(Data records)
- Opening Delimiter -
PR #16179, opened 2021-11-29
fix(appium): fix incorrect handling of delete session

jlipps:
…with regard to plugin driver assignment

also take the opportunity to constantize a few more strings

### DIFF
--- a/packages/appium/lib/appium.js
+++ b/packages/appium/lib/appium.js
@@ -3,7 +3,8 @@ import log from './logger';
 import { getBuildInfo, updateBuildInfo, APPIUM_VER } from './config';
 import { findMatchingDriver } from './drivers';
 import { BaseDriver, errors, isSessionCommand,
-         CREATE_SESSION_COMMAND } from '@appium/base-driver';
+         CREATE_SESSION_COMMAND, DELETE_SESSION_COMMAND, GET_STATUS_COMMAND
+} from '@appium/base-driver';
 import AsyncLock from 'async-lock';
 import { parseCapsForInnerDriver, pullSettings } from './utils';
 import { util } from '@appium/support';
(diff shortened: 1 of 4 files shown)


packages/appium/lib/appium.js
```diff
@@ -443,9 +444,10 @@ class AppiumDriver extends BaseDriver {
     // The tricky part is that because we support command plugins, we need to wrap any of these
     // cases with plugin handling.
 
-    const isGetStatus = cmd === 'getStatus';
+    const isGetStatus = cmd === GET_STATUS_COMMAND;
+    const isDeleteSession = cmd === DELETE_SESSION_COMMAND;
     const isUmbrellaCmd = !isGetStatus && isAppiumDriverCommand(cmd);
```
boneskull, line 449: what's an "umbrella command"?

packages/base-driver/lib/index.js
```diff
@@ -21,15 +21,17 @@ const {
...
+  DELETE_SESSION_COMMAND, GET_STATUS_COMMAND,
 } = protocol;
 
 export {
   Protocol, routeConfiguringFunction, errors, isErrorType, PROTOCOLS,
   errorFromMJSONWPStatusCode, errorFromW3CJsonCode, determineProtocol,
   errorFromMJSONWPStatusCode as errorFromCode, ALL_COMMANDS, METHOD_MAP,
   routeToCommandName, NO_SESSION_ID_COMMANDS, isSessionCommand,
-  DEFAULT_BASE_PATH, normalizeBasePath, CREATE_SESSION_COMMAND, DELETE_SESSION_COMMAND
+  DEFAULT_BASE_PATH, normalizeBasePath, CREATE_SESSION_COMMAND,
```
boneskull, line 33: I'm curious about all these exports.  Why do we need all these exports?

boneskull (approved):

packages/appium/lib/appium.js
mykola-mokhnach: this means the command must be executed by the specific downstream platform driver rather than the AppiumDriver one

mykola-mokhnach (approved):

packages/base-driver/lib/index.js
jlipps: so that we can import them in Appium. Wanted to define magic strings in one place.

packages/appium/lib/appium.js
jlipps: it's the other way around, @mykola-mokhnach . the "umbrella" driver is the one defined here, AppiumDriver in appium.js. the "session" driver is the one that will handle most commands. There's a distinction because some commands (createSession, deleteSession) are handled by Appium initially. They don't get executed by the session driver immediately because Appium itself manages its own list of session drivers and this needs maintenance. Once a session exists, commands (like findElement or whatever) are executed directly by the session driver; this AppiumDriver class doesn't define logic for them at all.

PR #16180, opened 2021-11-29
chore(appium): make some appium plugins available via short name

jlipps:


packages/appium/lib/plugins.js
```diff
@@ -4,6 +4,8 @@
 // npm package. I.e., these are the officially recognized plugins.
 const KNOWN_PLUGINS = {
   images: '@appium/images-plugin',
+  'execute-driver': '@appium/execute-driver-plugin',
```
- Closing Delimiter -
• Task item: When a line in the data contains the string "boneskull", copy that line.

• Response area:
boneskull, line 449: what's an "umbrella command"?
boneskull, line 33: I'm curious about all these exports.  Why do we need all these exports?
boneskull (approved):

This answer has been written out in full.